Надо было обладать всей моей выдержкой, чтобы не ответить этому умнику: «Милостивый государь – вы со всеми ладите и ничего не стоите. Спешите скорее в ваш Петербург и постарайтесь держать при себе сколько-нибудь способных людей, которые могли бы не совсем скверно управлять от вашего имени вашей частью»… Слушать этих людей – берет только зло и досада… Мы, «бабы», по крайней мере не затемнены канцелярщиной, и мы видим дела яснее и проще… Я там же, на похоронах Каткова увидала, что здесь стало не с кем говорить, и уехала к моим заграничным друзьям. С теми я если и не могу соглашаться в их взглядах на значение и внутреннюю политику России, то у меня с ними есть другие пункты… И наконец, – просто они хорошо воспитаны, и я к ним привыкла, а у нас по всем теперешним седым головам прополз в свое время нигилизм, и нет ни на одного надежды… У молодежи – стерляжьи сапожки и такие же стерляжьи мордочки и сердца… Я ничего не жду и от молодежи… «Ее грядущее иль мрачно, иль темно…» Но вы мне бросили слово, оброненное вам очень простосердечной моей приятельницей о «первой даме», и у меня забилось, замерло и вновь забилось сердце…
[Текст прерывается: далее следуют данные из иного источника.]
PR #2119, opened 2026-01-27
send_arp.linux/tickle_tcp: better alpine compatibility

statzitz:
Removed a duplicated header in send_arp.linux.c

Updated tools/tickle_tcp.c to use a common structure between musl definition of tcphdr and the glibc one

I could build this project and do the make check with my patch on both my glibc archlinux and my musl alpine linux, so I am pretty confident in the fact that it won't break anything


oalbrigt:
Thanks.

PR #2121, opened 2026-01-28
docker: improve image existence check

### LINKED ISSUE #2120: Docker 29+ incompatibility
Docker 29 changed the default `image ls` output format (ref: https://docs.docker.com/engine/release-notes/29/#new-1 https://github.com/docker/cli/discussions/6651). This causes [the script for checking if image exist](https://github.com/ClusterLabs/resource-agents/blob/main/heartbeat/docker#L515) to fail.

Жомини остановился и молвил в другом тоне:
– Я вдруг ее понял!.. Понял, и у меня тоже забилось, замерло и вновь забилось сердце.
X
Так, господа: я вам рассказываю теперь ужаснейшую вещь и говорю – как я был ею встревожен, а вы спокойны, и это значит, что вы не поняли, в чем заключался ужас того положения, которое начало образовываться и обозначаться, и я… не знаю… право, мне кажется, я хотел молиться и благодарить Бога за то, что Он привел меня сюда в этот роковой час, когда под буклями нашей Цибелы блеснула обрадовавшая ее мысль, от которой у меня зашевелились на голове все волосы! Я понял, что она облюбовала роль той стародавней старушки Зиновьевой и откроет состязательную игру на роли «первой дамы»… Я в ту же минуту представил себе все, как они ринутся в это состязание, – с таким азартом и до чего доведут свое усердие!